Exercise description |
If a line of the data below contains the string "Just", copy it into your answer.

+++ Data records

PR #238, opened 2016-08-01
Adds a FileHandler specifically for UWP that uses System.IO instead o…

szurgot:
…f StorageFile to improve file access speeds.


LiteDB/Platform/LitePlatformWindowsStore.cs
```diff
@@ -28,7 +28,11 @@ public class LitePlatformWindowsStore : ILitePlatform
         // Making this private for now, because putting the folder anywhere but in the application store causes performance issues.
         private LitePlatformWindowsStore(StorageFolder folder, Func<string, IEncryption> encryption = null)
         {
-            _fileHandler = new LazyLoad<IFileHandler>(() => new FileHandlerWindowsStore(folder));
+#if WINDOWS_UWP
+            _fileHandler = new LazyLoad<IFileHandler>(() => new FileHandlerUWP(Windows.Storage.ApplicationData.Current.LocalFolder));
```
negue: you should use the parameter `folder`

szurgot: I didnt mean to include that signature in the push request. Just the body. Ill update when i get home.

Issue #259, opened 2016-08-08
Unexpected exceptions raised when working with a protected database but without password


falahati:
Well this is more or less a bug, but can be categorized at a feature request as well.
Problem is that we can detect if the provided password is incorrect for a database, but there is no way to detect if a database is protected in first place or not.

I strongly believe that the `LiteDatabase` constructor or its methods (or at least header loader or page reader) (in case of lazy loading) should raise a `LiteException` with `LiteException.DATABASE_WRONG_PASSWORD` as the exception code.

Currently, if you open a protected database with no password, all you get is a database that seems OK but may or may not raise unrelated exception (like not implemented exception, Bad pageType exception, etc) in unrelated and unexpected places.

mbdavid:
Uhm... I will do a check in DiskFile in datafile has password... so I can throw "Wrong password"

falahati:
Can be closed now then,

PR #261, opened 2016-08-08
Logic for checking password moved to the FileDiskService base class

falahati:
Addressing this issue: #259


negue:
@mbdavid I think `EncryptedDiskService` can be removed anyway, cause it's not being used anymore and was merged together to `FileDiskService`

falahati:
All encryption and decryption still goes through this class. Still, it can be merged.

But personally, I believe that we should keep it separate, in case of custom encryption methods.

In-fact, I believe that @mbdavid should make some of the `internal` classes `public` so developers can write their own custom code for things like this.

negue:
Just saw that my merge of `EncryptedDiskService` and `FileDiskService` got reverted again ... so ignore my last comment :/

++++++
+++ Data records

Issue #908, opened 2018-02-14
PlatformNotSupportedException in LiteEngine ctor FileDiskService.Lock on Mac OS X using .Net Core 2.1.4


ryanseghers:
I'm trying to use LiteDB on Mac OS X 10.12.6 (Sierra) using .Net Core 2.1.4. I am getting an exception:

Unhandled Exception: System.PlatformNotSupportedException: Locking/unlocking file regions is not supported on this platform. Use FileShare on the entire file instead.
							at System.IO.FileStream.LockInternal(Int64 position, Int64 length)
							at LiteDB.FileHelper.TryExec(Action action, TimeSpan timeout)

++++++

Task answer |
szurgot: I didnt mean to include that signature in the push request. Just the body. Ill update when i get home.
Just saw that my merge of `EncryptedDiskService` and `FileDiskService` got reverted again ... so ignore my last comment :/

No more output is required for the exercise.